Eleven bridges in 22 miles.

It’s Wednesday morning and we are anchored in Lake Boca having made our way nearly to Ft Lauderdale where we will jump out to head down to Miami and The Keys.  We picked up our anchor yesterday morning shortly before 10:00 to begin what was to be the longest/shortest run of the trip so far.  For this short stretch of just over 20 miles, there is a remarkable number of bridges, more than one for every two miles along the way and nearly all open on their own schedule.   While the schedule is nominally designed to make it possible to run from one to the next within the time allotted, many things can go wrong and cause things to get out of sync and mess everything up.   

For example, the first bridge we had to go through, a mere few hundred yards from where we were anchored in Palm Beach, was experiencing “technical issue” and as a result, had to raise, and lower, each of the four segments individually, thereby turning a quick process into a long, drawn out one.  As a result, we missed the next bridge and had to anchor for a half hour until their next opening.

After that we did pretty well until we came to a bridge that had one span frozen in a partially open position.  We were told that a mechanic was on the way.  I didn’t check my watch but I am sure that we were anchored or over an hour until the bridge was finally opened.   By that time, there were 6 or 8 boats anchored waiting along with us.  Of course, when the bridge finally opened, there wasn’t enough time to get to the next bridge so all of us set the speed as slowly as possible to cover the distance to the next bridge in time for the “next” next opening, about an hour later.
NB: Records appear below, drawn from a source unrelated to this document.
PR #6558, opened 2020-07-08
Migrate React Apollo HOC/Components into Apollo Client

hwillson:
This PR migrates the React Apollo HOC/components functionality from https://github.com/apollographql/react-apollo into the Apollo Client codebase, making it available through the following new entry points:

```js
import { Query, Mutation, Subscription } from '@apollo/client/react/components';
import { graphql } from '@apollo/client/react/hoc';
```

While we recommend using React hooks with Apollo Client (and our hooks are available from the main `@apollo/client` bundle directly), providing access to the HOC/Component based alternatives requires very little additional maintenance overhead. This is due to the fact that the HOC/Components call Apollo hooks behind the scenes (they're really just hook wrappers). Making this functionality available from Apollo Client directly also means that we can fully deprecate/archive the React Apollo project.

One more additional benefit to moving the HOC/Components into Apollo Client, is that we get to leverage their extensive test suite to help verify Apollo hooks functionality. The HOC/Component tests are validating a large number of edge cases that we are not validating through our hooks test suite directly.

It's important to note that HOC/Component functionality is not available from the main `@apollo/client` bundle directly, making this functionality fully tree-shakable by modern bundlers.


package.json
```diff
@@ -68,6 +68,7 @@
     "@wry/equality": "^0.1.9",
     "fast-json-stable-stringify": "^2.0.0",
     "graphql-tag": "^2.10.2",
+    "hoist-non-react-statics": "^3.3.2",
```
hwillson, line 71: This dependency is required by the `graphql` HOC code, and is unfortunate. We might be better off creating our own version of this and only referencing it from the HOC, so it's properly tree-shakeable.

hwillson:
@benjamn @jcreighton I know it looks like there is a lot to review here, but I think it's safe to skip over the incoming tests. I updated most of the tests to work with the AC codebase a bit better (e.g. by using `itAsync`), but the overall functionality is still the same as it was in the React Apollo project. If the tests pass that should be good enough. And speaking of passing tests ... they're passing locally but not via CI, so I'm currently investigating. I'll let you know when things are good to go here. Thanks!

package.json
benjamn: Will it be bundled if you're not using `@apollo/client/react/hoc`?

CHANGELOG.md
```diff
@@ -197,6 +197,9 @@
 - Make sure `ApolloContext` plays nicely with IE11 when storing the shared context.  <br/>
   [@ms](https://github.com/ms) in [#5840](https://github.com/apollographql/apollo-client/pull/5840)
 
+- Migrated React Apollo HOC and Components functionality into Apollo Client, making it accessible from `@apollo/client/react/components` and `@apollo/client/react/hoc` entry points.  <br/>
+  [@hwillson](https://github.com/hwillson) in [#TODO](https://github.com/apollographql/apollo-client/pull/TODO)
```
benjamn, line 201:
```suggestion
  [@hwillson](https://github.com/hwillson) in [#6558](https://github.com/apollographql/apollo-client/pull/6558)
```

src/react/hoc/__tests__/queries/polling.test.tsx
```diff
@@ -143,8 +143,8 @@ describe('[queries] polling', () => {
           // XXX this does throw because of no pollInterval
           // expect(data.startPolling).not.toThrow();
           setTimeout(() => {
+            data!.stopPolling();
             done = true;
-            resolve();
```
benjamn: This seems like it must have been _fun_ to track down!

CHANGELOG.md
hwillson: Oops - thanks!

package.json
hwillson: It isn't with modern bundlers (I've tested with Webpack and Rollup for example), so maybe we're okay to leave this as is. If it becomes a problem though, we can always revisit. Thanks!

dsilvasc:
`@apollo/react-hoc` users who land on https://github.com/apollographql/react-apollo/issues/3959 might benefit from a pointer to this migration.

PR #6566, opened 2020-07-09
Stop delivering previous data in unrelated loading results.

### LINKED ISSUE #6039: When variables change, data is the previous result in Query Component

benjamn:
Ever since https://github.com/apollographql/react-apollo/pull/1639, Apollo's React functionality has preserved a strange and nonsensical policy of falling back to the _previous_ data for `loading: true` results, even though the previous data may have nothing to do with the current request, as #6039 demonstrates. Results with `loading: true` may provide `data` from the cache (if any), but they should never simply reuse data from a previous result, which may have been derived using different variables. Instead, `result.data` should be undefined for loading states that do not have any partial cache data to provide.

This is potentially a breaking change for code that blindly relied on `result.data` being defined whenever `result.loading` is `true`, but I believe the bugs this change will fix are much more serious than the inconvenience of checking the truthiness of `result.data` before using it. Still, I wish I'd gotten to this sooner.

Fixes #6039, as verified by the [reproduction](https://codesandbox.io/s/changing-variables-demo-obykj) provided by @davismariotti (thanks!).

### DIFF
--- a/src/react/data/QueryData.ts
+++ b/src/react/data/QueryData.ts
@@ -350,8 +350,8 @@ export class QueryData<TData, TVariables> extends OperationData {
     } else if (this.currentObservable) {
       // Fetch the current result (if any) from the store.
       const currentResult = this.currentObservable.getCurrentResult();
-      const { loading, partial, networkStatus, errors } = currentResult;
-      let { error, data } = currentResult;
+      const { data, loading, partial, networkStatus, errors } = currentResult;
+      let { error } = currentResult;
 
       // Until a set naming convention for networkError and graphQLErrors is
       // decided upon, we map errors (graphQLErrors) to the error options.
@@ -361,6 +361,7 @@ export class QueryData<TData, TVariables> extends OperationData {
 
       result = {
         ...result,
+        data,
         loading,
         networkStatus,
         error,
@@ -368,15 +369,7 @@ export class QueryData<TData, TVariables> extends OperationData {
       };
 
       if (loading) {
-        const previousData =
-          this.previousData.result && this.previousData.result.data;
-        result.data =
-          previousData && data
-            ? {
-                ...previousData,
-                ...data
-              }
-            : previousData || data;
+        // Fall through without modifying result...
       } else if (error) {
         Object.assign(result, {
           data: (this.currentObservable.getLastResult() || ({} as any))
@@ -406,8 +399,6 @@ export class QueryData<TData, TVariables> extends OperationData {
           result.refetch();
           return result;
         }
-
-        result.data = data;
       }
     }
 
--- a/CHANGELOG.md
+++ b/CHANGELOG.md
@@ -165,6 +165,9 @@
 
 - **[BREAKING]** The `QueryOptions`, `MutationOptions`, and `SubscriptionOptions` React Apollo interfaces have been renamed to `QueryDataOptions`, `MutationDataOptions`, and `SubscriptionDataOptions` (to avoid conflicting with similarly named and exported Apollo Client interfaces).
 
+- **[BREAKING]** Results with `loading: true` will no longer redeliver previous data, though they may provide partial data from the cache, when available. <br/>
+  [@benjamn](https://github.com/benjamn) in [#6566](https://github.com/apollographql/apollo-client/pull/6566)
+
 - **[BREAKING?]** Remove `fixPolyfills.ts`, except when bundling for React Native. If you have trouble with `Map` or `Set` operations due to frozen key objects in React Native, either update React Native to version 0.59.0 (or 0.61.x, if possible) or investigate why `fixPolyfills.native.js` is not included in your bundle. <br/>
   [@benjamn](https://github.com/benjamn) in [#5962](https://github.com/apollographql/apollo-client/pull/5962)
 
--- a/src/react/components/__tests__/client/Query.test.tsx
+++ b/src/react/components/__tests__/client/Query.test.tsx
@@ -1273,10 +1273,23 @@ describe('Query component', () => {
           return (
             <AllPeopleQuery query={query} variables={variables}>
               {(result: any) => {
-                if (result.loading && count === 2) {
-                  expect(stripSymbols(result.data)).toEqual(data1);
+                if (count === 0) {
+                  expect(result.loading).toBe(true);
+                  expect(result.data).toBeUndefined();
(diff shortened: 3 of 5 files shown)


src/react/data/QueryData.ts
```diff
@@ -361,22 +361,15 @@ export class QueryData<TData, TVariables> extends OperationData {
...
-        const previousData =
-          this.previousData.result && this.previousData.result.data;
-        result.data =
-          previousData && data
-            ? {
-                ...previousData,
-                ...data
-              }
-            : previousData || data;
+        // Fall through without modifying result...
```
benjamn, line 372: We could default `result.data` to an empty object here, if we think that will help reduce the risk of this change.

hwillson: Storing empty objects in `data` has gotten us into trouble in the past (as outlined in https://github.com/apollographql/react-apollo/pull/3388), so I'm all for keeping this as is.

jfrolich:
Might be nonsensical, but it's actually very useful in user interfaces with a filter UI. You'd almost never want to completely go back to a global spinner when a filter is changed. We use this a lot in our app, and it's completely broken after this release. Is this coming back as an option?

macrozone:
@jfrolich absolutly agree! I was blaming all the breakings on the new cache, but a lot of issues was due to this change and its not mentioned as breaking change (or i did not see it)

@jfrolich as a workaround you can do:

```
// store previous data in a ref
 const previousData = useRef<AssortmentFilters["search"]>();
// your query
  const { data, error, loading } = useQuery<
    AssortmentFilters,
    AssortmentFiltersVariables
  >(QUERY, {
    variables: { assortmentId, searchQueryString, filterQuery },
    skip: skip || (!assortmentId && !searchQueryString),
  });

  if (data?.search) {
    previousData.current = data.search;
  }
  const filters = (data?.search ?? previousData.current)?.filters ?? [];

  return { filters, error, loading };
```

maapteh:
For our application this was a big surprise, for the same reason above. Given new arguments to same query now results in total empty data :(

robertsmit:
Is it possible to get the old behavior. For example when typing in a searchField en changing the searchText, it is ok to get the old results for the possible options....

kliakos:
Would be nice to optionally have the old behavior back somehow.

eranimo:
This should have been disabled by default instead of removed entirely. This is a _huge_ breaking change that is not easy to fix.

akornato:
In an async world it is "nonsensical" to think a user never wants to see old data while they wait for new data. I'm sure there's exceptions, but that's what `loading` is for. Fortunately we wrap `useQuery` anyway, thanks @macrozone for the hint how to work around this new behaviour.

hwillson:
Just a heads up, `previousData` is now available alongside `data` in `@apollo/client@next` (see https://github.com/apollographql/apollo-client/pull/7082). 3.3 will be officially published early next week.

ctataryn:
@hwillson FYI I have [added this PR](https://github.com/apollographql/apollo-client/pull/9434) to update the v2 -> v3 migration guide, as this breaking change was a challenge to track down.

PR #6568, opened 2020-07-10
Miscellaneous IA and formatting cleanup

StephenBarlow:
Nothing particularly interesting here, just opening it now so the next significant PR has less random stuff in it


StephenBarlow:
The `more-ac3-docs-tweaks` branch got some updates, so I just cherry-picked this PR's only real commit directly onto that branch.

PR #6579, opened 2020-07-12
Update pagination.mdx

acha5066:
The documentation references the query component but the example uses the new apollo hooks, so it doesn't make sense.

I have just deleted it but perhaps we should add something about using fetchPolicy: cache-and-network because I had issues with my cache and server data not being in sync.

### Checklist:


benjamn:
I can understand why this documentation seemed incorrect (and thank you for flagging it), but what it describes is definitely the desired behavior, and will be fixed in the next RC version: #6583

Issue #6542, opened 2020-07-05
FetchMore does not update networkStatus in Apollo client 3 (new version)


sadraromexs:
Hi
Apollo client in new version has a problem
Apollo client 3 does not send initial networkStatus code. it just send only returned 7 status code.
in previous version like beta or 2.6 that was OK but in this new version this problem created.

### Expected Behavior
send networkStatus code **"3"** when clicking on fetchMore button.

### Current Behavior
when click on fetchMore button noting send at all. just return networkStatus **"7"** in the end.

### Apollo Client Version 
^3.0.0-rc.10

![image](https://user-images.githubusercontent.com/48912836/86524022-4627d000-be8a-11ea-84ea-f8fc92b0c43e.png)
 
![image](https://user-images.githubusercontent.com/48912836/86524056-d9610580-be8a-11ea-8f63-d2d3a2a72269.png)

### I Wrote SImple Code to Show Problem in Codesandbox
https://codesandbox.io/s/apolloclient-3-local-state-management-before-reactive-variables-bdpnf?file=/src/App.js

![image](https://user-images.githubusercontent.com/48912836/86524446-14196c80-be90-11ea-9510-2c480e0079e6.png)
so here when we click on fetchMore Button nothing happens

![image](https://user-images.githubusercontent.com/48912836/86524476-55118100-be90-11ea-9287-c0e45059ed93.png)
but when we click on fetchMore button to reFetch data, networkStatus working fine and sending **"4"** networkStatus code

benjamn:
This is a known problem, originally reported in #6354. Let's keep the discussion going over there.

Issue #6534, opened 2020-07-03
fetchMore doesn't change loading state depending on network response (3.0.0-rc.10)


Prosen-Ghosh:
```js
const { loading, error, data, fetchMore } = useQuery(GET_BRANDS, {
    variables: {
        pagination: {
            skip: 0,
            limit: 10
        }
    }
});

const onPageChangeHandler = (page, pageSize) => {
    fetchMore({
        variables: {
            pagination: {
                skip: (page - 1) * pageSize,
                limit: pageSize
            }
        }
    });
}
```
**Intended outcome:**
- `loading` should change it's value `true/false` depending on network status.

**Actual outcome:**
`loading: false`

**Versions**
```
"@apollo/client": "^3.0.0-rc.10"
```

benjamn:
Thanks for reporting, but this is a duplicate of #6354 (it's a known issue).

Issue #6459, opened 2020-06-19
QueryResult.loading not updated when fetchMore is called from 3.0.0-beta.46


dosatross:
`loading` variable of useQuery result remains false while `fetchMore` call is pending network request. I have `notifyOnNetworkStatusChange: true` in useQuery options.
This seems to have been introduced in 3.0.0-beta.46 as it does not occur in 3.0.0-beta.45

**Intended outcome:**
expect `loading` variable to be true after fetchMore is called

**Actual outcome:**
`loading` remains false after `fetchMore` is called

**How to reproduce the issue:**
query with useQuery and paginate with `fetchMore`
notice `loading` remains false after `fetchMore` is called
revert back to version 3.0.0-beta.45 and do the same
notice `loading` is true after `fetchMore` is called

**Versions**
System:
    OS: macOS Sierra 10.12.6
  Binaries:
    Node: 13.1.0 - /usr/local/bin/node
    Yarn: 1.19.1 - /usr/local/bin/yarn
    npm: 6.14.5 - /usr/local/bin/npm
  Browsers:
    Firefox: 59.0.1
    Safari: 12.1.2
  npmPackages:
    @apollo/client: 3.0.0-beta.46 => 3.0.0-beta.46

mschipperheyn:
See also https://github.com/apollographql/apollo-client/issues/6354

benjamn:
Yep, that's the same problem. Let's close this in favor of #6354. Thanks!

PR #6583, opened 2020-07-13
Simulate loading result for original query before fetchMore.

### LINKED ISSUE #6354: fetchMore doesn't set loading to true (beta.52)
**Intended outcome:**

When calling `fetchMore`, loading should be set to true.

**Actual outcome:**

It remains false and the data loads without this status ever changing, even though `notifyOnNetworkStatusChange: true` has been set on the `useQuery`

Nothing special here:

```
const { loading, refetch, fetchMore, error, data } = useQuery(qry, {
    key: dataKey,
    variables,
    partialRefetch,
    onCompleted: data => {
        if (data[dataKey].totalCount) {
            setTotalCount(data[dataKey].totalCount);
        }
    },
});
const loadMore = React.useCallback(
    (options = {}, loadOnTop = false) =>
        fetchMore({
            updateQuery: (previousResult, { fetchMoreResult, variables }) => {
                onUpdateQuery(loadOnTop);
                [...]
                return {
                    ...first,
                    ...last[dataKey],
                };
            },
            ...options,
        })
            .then(onLoadMore)
            .catch(onLoadMoreError),
    [onLoadMore, onLoadMoreError],
);
```
**Versions**
  Apollo client beta.52
  System:
    OS: macOS Mojave 10.14.6
  Binaries:
    Node: 12.16.1 - ~/.nvm/versions/node/v12.16.1/bin/node
    Yarn: 1.22.4 - ~/.nvm/versions/node/v12.16.1/bin/yarn
    npm: 6.14.5 - ~/.nvm/versions/node/v12.16.1/bin/npm
  Browsers:
    Chrome: 83.0.4103.61
    Safari: 13.1.1

benjamn:
Should fix #6354, #6542, #6534, and #6459.

Reliable delivery of loading results is one of the core benefits that Apollo Client strives to provide, especially since handling loading states tends to be such an annoying, error-prone task in hand-written state management code, and Apollo Client is all about keeping hand-written state management code to a minimum.

Ever since I refactored the `FetchPolicy` system in #6221, the `fetchMore` method of `ObservableQuery` has not been delivering a loading state before sending its request. Instead, the observed query was updated only once, after the completion of the `fetchMore` network request. I've been aware of this problem for a while now, but I procrastinated solving it because I knew it would be, well, annoying. With the final release of AC3 right around the corner (Tuesday!), the time has come to get this right.

This loading result doesn't fit neatly into the `fetchQueryObservable` system introduced by #6221, since the consumer of the loading result is the original `ObservableQuery`, but the network request gets made with a fresh query ID, using different `variables` (and possibly even a different `query`) passed to `fetchMore`. This separation is important so that we don't have to change the `query`/`variables`/`options` of the original `ObservableQuery` for the duration of the `fetchMore` request. Instead, the `fetchMore` request is a one-off, independent request that effectively bypasses the usual `FetchPolicy` system (technically, it always uses the `no-cache` policy).

In Apollo Client 2.x (and before #6221 was released in `beta.46`), this logic was guided by an extra `fetchMoreForQueryId` parameter passed to `QueryManager#fetchQuery`, which ended up appearing in a number (16) of different places, across three different methods of the `QueryManager`. I think it's an improvement that the logic is now confined to one block of code in `ObservableQuery#fetchMore`, which seems naturally responsible for any `fetchMore`-related logic.

Still, I don't love the precedent that this simulated loading state sets, so I hope we can avoid similar hacks in the future.

### DIFF
--- a/src/__tests__/fetchMore.ts
+++ b/src/__tests__/fetchMore.ts
@@ -990,9 +990,13 @@ describe('fetchMore on an observable query with connection', () => {
               });
               break;
             case 1:
+              expect(networkStatus).toBe(NetworkStatus.fetchMore);
+              expect((data as any).entry.comments.length).toBe(10);
+              break;
+            case 2:
               expect(networkStatus).toBe(NetworkStatus.ready);
               expect((data as any).entry.comments.length).toBe(20);
-              resolve();
+              setTimeout(resolve, 10);
               break;
             default:
               reject(new Error('`next` called too many times'));
@@ -1045,9 +1049,13 @@ describe('fetchMore on an observable query with connection', () => {
               });
               break;
             case 1:
+              expect(networkStatus).toBe(NetworkStatus.fetchMore);
+              expect((data as any).entry.comments.length).toBe(10);
+              break;
+            case 2:
               expect(networkStatus).toBe(NetworkStatus.ready);
               expect((data as any).entry.comments.length).toBe(20);
-              resolve();
+              setTimeout(resolve, 10);
               break;
             default:
               reject(new Error('`next` called too many times'));
--- a/src/core/ObservableQuery.ts
+++ b/src/core/ObservableQuery.ts
@@ -305,7 +305,7 @@ export class ObservableQuery<
 
     const qid = this.queryManager.generateQueryId();
 
-    if (this.options.notifyOnNetworkStatusChange) {
+    if (combinedOptions.notifyOnNetworkStatusChange) {
       const currentResult = this.getCurrentResult();
       const queryInfo = this.queryManager.getQueryStoreValue(this.queryId);
       if (queryInfo) {
--- a/src/core/ObservableQuery.ts
+++ b/src/core/ObservableQuery.ts
@@ -305,6 +305,39 @@ export class ObservableQuery<
 
     const qid = this.queryManager.generateQueryId();
 
+    if (this.options.notifyOnNetworkStatusChange) {
+      const currentResult = this.getCurrentResult();
+      const queryInfo = this.queryManager.getQueryStoreValue(this.queryId);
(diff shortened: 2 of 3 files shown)


src/__tests__/fetchMore.ts
```diff
@@ -990,9 +990,13 @@ describe('fetchMore on an observable query with connection', () => {
...
               break;
             case 1:
+              expect(networkStatus).toBe(NetworkStatus.fetchMore);
+              expect((data as any).entry.comments.length).toBe(10);
+              break;
+            case 2:
               expect(networkStatus).toBe(NetworkStatus.ready);
               expect((data as any).entry.comments.length).toBe(20);
-              resolve();
+              setTimeout(resolve, 10);
```
benjamn, line 999: These `setTimeout(resolve, 10)` calls don't help the tests pass, but rather give them a chance to fail if they hit the `default` case.

src/core/ObservableQuery.ts
```diff
@@ -305,6 +305,39 @@ export class ObservableQuery<
...
+      // Simulate a loading result for the original query with
+      // networkStatus === NetworkStatus.fetchMore.
+      this.observer.next!({
+        // Note that currentResult is an ApolloCurrentQueryResult<TData>,
+        // whereas this.observer.next expects an ApolloQueryResult<TData>.
+        // Fortunately, ApolloCurrentQueryResult is a subtype of
+        // ApolloQueryResult (with additional .error and .partial fields),
+        // so TypeScript has no problem with this sleight of hand.
+        // TODO Consolidate these two types into a single type (most
+        // likely just ApolloQueryResult) after AC3 is released.
```
hwillson, line 334: I can't wait to see these consolidated!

Another rub in all of this is that in order to make an “ideal” well timed trip through the bridges, you have to be able to motor at a good 7kts and there are plenty of cruising yachts that just can’t do that.  Fortunately, that’s no problem for Pandora but of the half dozen boats that we were traveling with, Pandora was the only one that could make speed that was sufficient to make each remaining bridge.  As  a result, we arrived in Lake Boca first and watched as the remainder of the “fleet” arrived over the next 90 minutes following our arrival.

Along the way, as we have been motoring through the part of Florida that is known as the “Gold Coast”.   True to it’s name the area includes an amazing display of wealth in the homes and boats that lined the waterway.  I should note that for all of these fabulous homes, I almost never saw anyone in evidence on the property with the exception of those working on the homes and yards.   I guess that you can’t take much time off from work if you want to support such a lifestyle.

I was struck by this yacht named “Sexy” with it’s bold color scheme. Not sure if this that’s quite the right name but when you see the home that goes with it, you get a pretty good feel for what the owner must be like.  Sexy?  Not sure again if that’s the correct term.  I guess you’ll have to be the judge.Now this is a sexy boat.  What sleek lines.  Pretty elegant.  “James, please run me and Buffy over to the club.”The amount of work that must go into keeping these places in perfect shape.   How about a diver chipping away at some concrete bulkheads that need mending.Or, imagine how much goes into keeping hedges like these in shape.Or these.  Everywhere you look things are pretty much over the top and mostly unoccupied.  I guess if you really want to be impressed, you will have to visit their “main homes”.   

Speaking of an opulent lifestyle, how about the Breakers, the iconic hotel built by Henry Flagler way back when.  In a recent post I incorrectly identified a different building in Palm Beach as that hotel but later found out that particular building was a hotel years ago, that it was now a condo residence complex and the Breakers were in a different spot, near the beach.

Well, Brenda and I paid a visit to The Breakers to have a drink in their ocean front bar.  Can you say “NY drink prices are cheap compared to these?”.   Pretty expensive but what a place.

How about a bit of gold leaf on the ceiling?  Very subtle, yes?Or a nice “glass” chandelier in the lobby?  Oh yeah, and a cute little flower arrangement to round things out.  The painting details and woodworking are just over the top.A really stunning hallway.  And, as you arrive and drive, or walk, up the main drag you surely can feel like you have “arrived”.  I expect that feeling is quickly followed by the certainty that your money will soon “depart”. One way or the other, if you can’t afford to keep a fabulous empty home on the ICW, at least you can act like one of the ”uber-rich” for a few days by visiting this beautiful iconic hotel. 

So, now for a day here in Boca and then on to Ft Lauderdale and another day of fun bridges.  Good thing that it’s less than 20 miles.

For now, I had better finish up and get on with our day and I expect that we might very well cover more distance on foot today than we did on the water yesterday.  All and all, it took us 6.5 hours go to 22 miles and that was motoring at 7kts when we were on the move, otherwise, we just SAT and WAITED for bridge after bridge, all day.   Well, at least we had plenty of time to get to know the locals.

However, before you feel badly for us, and you probably don’t, it was sunny and pretty warm.  Such is life on the “slow lane” on the ICW.  Eleven bridges in 20 miles. Annoying or not, it could be worse, I expect.